From 0b3a55b9fedb95a5824ae6d85e99c4b829c243e6 Mon Sep 17 00:00:00 2001
From: Arnaud A <arnaud.alcabas@gmail.com>
Date: Sun, 3 Nov 2024 03:15:54 +0100
Subject: [PATCH] docs: Update documentation for text-to-audio feature
 regarding response_format (#4038)

---
 docs/content/docs/features/text-to-audio.md | 18 ++++++++++++++++++
 1 file changed, 18 insertions(+)

diff --git a/docs/content/docs/features/text-to-audio.md b/docs/content/docs/features/text-to-audio.md
index 0e82f7f0..f0bd2c0c 100644
--- a/docs/content/docs/features/text-to-audio.md
+++ b/docs/content/docs/features/text-to-audio.md
@@ -201,3 +201,21 @@ curl -L http://localhost:8080/tts \
 "input": "Bonjour, je suis Ana Florence.

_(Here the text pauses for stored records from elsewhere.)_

PR #2828, opened 2024-08-26
Print memory info for critical level

avazirna:
## Summary
This PR adjusts the `onTrimMemory` level options that trigger an output of the state of the memory. There is a level that haven been consistently seen before app kills and with this change we expect to get a better sense of how low the available memory can get before the low memory killer is triggered.

## Safety Assurance


OrangeAndGreen (approved):

avazirna:

avazirna:

PR #2830, opened 2024-08-27
CCCT-470 || Country-Code Phone Edittext UI Component

j13panchal:
## Summary
https://dimagi.atlassian.net/browse/CCCT-470

## Safety Assurance


app/AndroidManifest.xml
OrangeAndGreen, line 1: Per feedback from the other mobile devs, we should avoid doing these large reorganizations as part of other PRs. Let's back this one up so it only has any required changes. We can also do the organizational refactor over on the master branch and create a PR for it there, then pull the change up to our branch once it's accepted in master.

OrangeAndGreen (changes requested):
See the comment about change to the manifest, but otherwise everything looks great!

app/AndroidManifest.xml
j13panchal: I revert all reorganizations code from Manifest file

OrangeAndGreen (approved):

PR #2835, opened 2024-09-05
Do not save read only forms

shubham1g5:
## Summary
Makes 2 changes in context of completed/read only forms -

1. Do not allow re-saving completed forms 
2. Reword Form's "FINISH" button to say "EXIT" for completed forms

## Safety Assurance

### Safety story

Tested locally and verified that we are able to save non-completed forms as usual.


avazirna (approved):
Looks fine to me.

PR #2836, opened 2024-09-05
Potential fix for incorrect session recovery

shubham1g5:
## Summary

This is a potential fix for some of the issues we are seeing where user gets restored to a saved session state even after saving the form as complete. Today [we clear this state after the Form Saved ](https://github.com/dimagi/commcare-android/blob/master/app/src/org/commcare/activities/FormEntryActivity.java#L1237) async task has been finished successfully but that may cause issues in scenarios when the activity get deattached from the async task itself.

I have not been able to reproduce these issues but the change is harmless and would love to see if that fixes the issue for users.  If not, also added some helpful logs to get more info on if we are managing the interrupted state correctly. 

## Safety Assurance

### Safety story
 
Small code change with all code pathways already in usage

### DIFF
--- a/app/src/org/commcare/activities/FormEntryActivity.java
+++ b/app/src/org/commcare/activities/FormEntryActivity.java
@@ -839,6 +839,11 @@ public class FormEntryActivity extends SaveSessionCommCareActivity<FormEntryActi
             return;
         }
 
+        if (complete) {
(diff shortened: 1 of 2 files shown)


avazirna (approved):
Looks good to me!

avazirna:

Comment puis-je vous aider?"
 }' | aplay
 ```
+
+## Response format
+
+To provide some compatibility with OpenAI API regarding `response_format`, ffmpeg must be installed (or a docker image including ffmpeg used) to leverage converting the generated wav file before the api provide its response.
+
+Warning regarding a change in behaviour. Before this addition, the parameter was ignored and a wav file was always returned, with potential codec errors later in the integration (like trying to decode a mp3 file from a wav, which is the default format used by OpenAI)
+
+Supported format thanks to ffmpeg are `wav`, `mp3`, `aac`, `flac`, `opus`, defaulting to `wav` if an unknown or no format is provided.
+
+```bash
+curl http://localhost:8080/tts -H "Content-Type: application/json" -d '{
+  "input": "Hello world",
+  "model": "tts",
+  "response_format": "mp3"
+}'
+```
+
+If a `response_format` is added in the query (other than `wav`) and ffmpeg is not available, the call will fail.